Canada is going to struggle to keep up as other members of the G7 move to decarbonize their economies.

As other advanced economies move to price carbon and scale back subsidies for the most inefficient fossil fuels, Canada’s economy continues to be skewed towards high-carbon, high-risk industries. On Monday, G7 leaders (the United States, Canada, France, Germany, Italy, Japan, and the United Kingdom) wrapped up their annual meeting by announcing the goal of making deep emissions cuts by 2050 and shifting to a no-carbon global economy by the end of the century.

The statement could be dismissed as another political puff-piece, except that a number of G7 member states are driving a shift towards the goal of more efficient energy systems. France recently announced new laws that will require the country’s largest asset owners to report on the carbon intensity of their portfolios, and Germany and the United States are leading the world in the development of renewable energy and cleantech.
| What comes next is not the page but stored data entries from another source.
PR #15446, opened 2016-12-29
Enable users to update username on first comment

mariogalic:
## What does this change?

This allow users to set their username the first time they post a comment, that is, during discussion on-boarding process.

Users that register via social sign in (Google, Facebook) have their `displayNames` automatically set to their real names, thus when they comment they are unaware that the comment will be posted under their real name. Currently there is no self-service mechanism to allow users to change their username. For this reason they often contact Userhelp to request account deletion. 

Also, `username/displayName` has been removed from all registration forms to improve conversion, since usernames are used only for commenting, so there is no need to have this extra field during Membership or Subscription registration flows:
* https://github.com/guardian/identity-frontend/pull/187
* https://github.com/guardian/identity-frontend/pull/195

https://github.com/guardian/identity/pull/604

## Screenshots

image

Error path:

image

@markjamesbutler @thomaska @andrewfindlay

### DIFF
--- a/common/app/views/fragments/commentBox.scala.html
+++ b/common/app/views/fragments/commentBox.scala.html
@@ -27,7 +27,9 @@
 
         <div class="d-comment-box__onboarding-username">
             <p>Please choose your username under which you would like all your comments to show up:</p>
-            <input type="text" class="d-comment-box__onboarding-username-input" placeholder="Username: 6-20 characters, letters & numbers only, no spaces" value=""/>
+            <label class="d-comment-box__onboarding-username-label" for="usernameInput">Username: </label>
+            <span>Must have 6-20 characters, letters & numbers only, no spaces.</span>
+            <input type="text" id="usernameInput" class="d-comment-box__onboarding-username-input" placeholder="" value=""/>
             <p class="d-comment-box__onboarding-username-error-message is-hidden"></p>
         </div>
 
--- a/common/app/views/fragments/commentBox.scala.html
+++ b/common/app/views/fragments/commentBox.scala.html
@@ -24,6 +24,13 @@
     <div class="d-comment-box__onboarding">
         <h3>Welcome <span class="d-comment-box__onboarding-author"></span>, you’re about to make your first comment!</h3>
         <p>Before you post, we’d like to thank you for joining the debate - we’re glad you’ve chosen to participate and we value your opinions and experiences.</p>
+
+        <div class="d-comment-box__onboarding-username">
+            <p>Please choose your username under which you would like all your comments to show up:</p>
+            <input type="text" class="d-comment-box__onboarding-username-input" placeholder="Username: 6-20 characters, letters & numbers only, no spaces" value=""/>
+            <p class="d-comment-box__onboarding-username-error-message is-hidden"></p>
+        </div>
+
         <p>Please keep your posts respectful and abide by the <a target="_blank" href="/community-standards">community guidelines</a> - and if you spot a comment you think doesn’t adhere to the guidelines, please use the ‘Report’ link next to it to let us know.</p>
         <p>Please preview your comment below and click ‘post’ when you’re happy with it.</p>
         <div class="d-comment-box__onboarding-preview-body"></div>
--- a/common/app/views/fragments/commentBox.scala.html
+++ b/common/app/views/fragments/commentBox.scala.html
@@ -28,7 +28,7 @@
         <div class="d-comment-box__onboarding-username">
             <p>Please choose your username under which you would like all your comments to show up:</p>
             <label class="d-comment-box__onboarding-username-label" for="usernameInput">Username: </label>
-            <span>Must have 6-20 characters, letters & numbers only, no spaces.</span>
+            <span>Must be 6-20 characters, letters and/or numbers only, no spaces.</span>
             <input type="text" id="usernameInput" class="d-comment-box__onboarding-username-input" placeholder="" value=""/>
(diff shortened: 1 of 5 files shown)


paperboyo:
This is great! Just a question: some usernames contain spaces in the current system (e.g. https://profile.theguardian.com/user/id/16400749). How’s that compatible with the screenshot where the spaces are said to not be allowed?

andrewfindlay:
@paperboyo I can't answer many questions on Github, I can answer this one.

Usernames cannot contain spaces, display names can. At the moment, anyone who signs up through social sign in gets given a display name based on their Facebook/Google name which doesn't have the same restrictions as a username. If they go on to comment, their display name is used. Once this change goes through, anyone with a display name will have to change it to a username when they first comment.

paperboyo:
So no space in comment names for newly signed up users. Clear, @andrewfindlay, thanks!

common/app/views/fragments/commentBox.scala.html
```diff
@@ -24,6 +24,13 @@
     <div class="d-comment-box__onboarding">
         <h3>Welcome <span class="d-comment-box__onboarding-author"></span>, you’re about to make your first comment!</h3>
         <p>Before you post, we’d like to thank you for joining the debate - we’re glad you’ve chosen to participate and we value your opinions and experiences.</p>
+
+        <div class="d-comment-box__onboarding-username">
+            <p>Please choose your username under which you would like all your comments to show up:</p>
+            <input type="text" class="d-comment-box__onboarding-username-input" placeholder="Username: 6-20 characters, letters & numbers only, no spaces" value=""/>
```
katebee: The username requirements seem like key information; it may be better to add them as a label outside of the input area? 

Not all screen readers read placeholder text aloud:
https://www.nngroup.com/articles/form-design-placeholders/

mario-galic:
@katebee I've added a label and moved placeholder text out of the field to improve accessibility:

image

andrewfindlay:
@mario-galic I'd suggest two slight changes to the text, assuming there is space. Instead of:

Username: Must have 6-20 characters, letters & numbers only, no spaces.

I would suggest:

Username: Must be 6-20 characters, letters and/or numbers only, no spaces.

We do get the occasional user who thinks that they have to use numbers in their username when it says letters and numbers.

static/src/stylesheets/module/_discussion.scss
```diff
@@ -1530,3 +1530,34 @@ $comment-recommend-button-size: 19px;
...
+    margin-bottom: $gs-baseline;
+
+    &:focus {
+        border-color: $neutral-2;
+        outline: none;
+    }
+}
+
+.d-comment-box__onboarding-username-label {
+    font-size: 14px;
```
katebee: maybe: `@include fs-textSans(3);` instead?

https://github.com/guardian/guss

static/src/stylesheets/module/_discussion.scss
```diff
@@ -1530,3 +1530,34 @@ $comment-recommend-button-size: 19px;
...
+    display: block;
+    background-color: transparent;
+    border: 1px solid $neutral-4;
+    color: $neutral-1;
+    padding: 7px 15px;
+    border-radius: 18px;
+    margin: 0.2rem 0;
+    width: 70%;
+    margin-bottom: $gs-baseline;
+
```
katebee: Could values from the grid be used instead in padding and margin?

e.g. `padding: $gs-baseline/2 $gs-gutter;`

https://github.com/guardian/guss-grid-system

katebee:
(Someone with an eye for design please jump in and stop me...) Would it be beneficial to visually separate the user comment from the surrounding text? 

For example, adding background colour to `d-comment-box__onboarding-preview-body`:

picture 432

katebee:
If you want to make the error messages match, `identity/conf/messages.en` line 8 can be updated:

`error.usernameLength=Please enter a username between 6 and 20 characters`

static/src/javascripts/projects/common/modules/discussion/comment-box.js
```diff
@@ -517,6 +551,29 @@ CommentBox.prototype.formatComment = function(formatStyle) {
...
+ * temporarily updates HTML client-side so that user has instant feedback before the page is refreshed.
+*/
+CommentBox.prototype.refreshUsernameHtml = function() {
+    IdentityApi.reset();
+    var displayName = this.getUserData().displayName;
+    var userId = this.getUserData().id;
+
+    var menuHeaderUsername = document.querySelector(".js-profile-info");
+    var discussionHeaderUsername = document.querySelector("._author_tywwu_16");
+    var firstCommentUsername = document.querySelector('[data-comment-author-id=' + '"' + userId + '"]');
```
katebee: - Single quotes on lines 568 and 569
- Qwery (`$`) could be used rather than `document.querySelector` (and it is already being included in the AMD):

```
var menuHeaderUsername = $('.js-profile-info')[0];
var discussionHeaderUsername = $('._author_tywwu_16')[0];
var firstCommentUsername = $('[data-comment-author-id=' + '"' + userId + '"]')[0];
```
...Additionally, my `discussionHeaderUsername` is updating, but not the `firstCommentUsername`This seems to be because `firstCommentUsername = Null`. I assume this is just an issue when running locally?

katebee:
picture 436

katebee (approved):
LGTM - fix the failing test and it is GTG 💎 👍

crifmulholland:
👍  Nice work guys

Beyond the G7, China is taking steps to reduce the carbon intensity of its economy, as well as positioning its industrial policy to ensure that Chinese companies will supply the renewable energy technology and hardware required for a global energy transition.

In addition to taking advantage of economic opportunities associated with the transition to low carbon, Germany, France and the US are explicitly linking climate change to global security. Alongside the US Department of Defence, the European Union Institute for Security Studies considers “climate change as the ultimate threat multiplier: it will aggravate already fragile situations and may contribute to social upheaval and even violent conflict.”

Amidst the convergence of economic and security concerns linked with climate change, Canada remains silent. As the world changes around us, and our G7 peers adapt to a new climate reality, Canadian investors will have to respond, whether or not the government chooses to act.

However the G7’s announced fossil fuel phase-out transpires, it is clearly going to disrupt established patterns of investment in fossil fuels and other energy classes, to the detriment of many investors. In the words of Bloomberg writer Barry Ritholtz, "This is a question of industry market share, corporate profits and investment performance - not science. In the real world, climate-change deniers are and will be giant money losers.”

It is time for Canadian investors to start hedging against the end of the fossil fuel era.

As indicated in this year’s Global Climate 500 Index, only a handful of the world’s largest 500 institutional investors are aware of the carbon intensity of their investment portfolios. Twenty-one of the 32 largest Canadian institutional investors appearing in the survey received either a D or an X rating, including the Alberta Heritage Savings Trust Fund and the Ontario Public Service Pension Plan. This indicates that Canadian pension funds and other large investors are not ready for the massive shift in the global energy system that is happening.

As global governments move ahead with the transition to low carbon, it is time for Canada’s largest investors - our pension funds - to start showing leadership on managing the risks and opportunities associated with the structural changes that are already underway.

In the words of Aldous Huxley, “facts do not cease to exist because they are ignored,” and it is high time that investors stopped ignoring climate change, and acted on the financial and political realities facing high-carbon industries.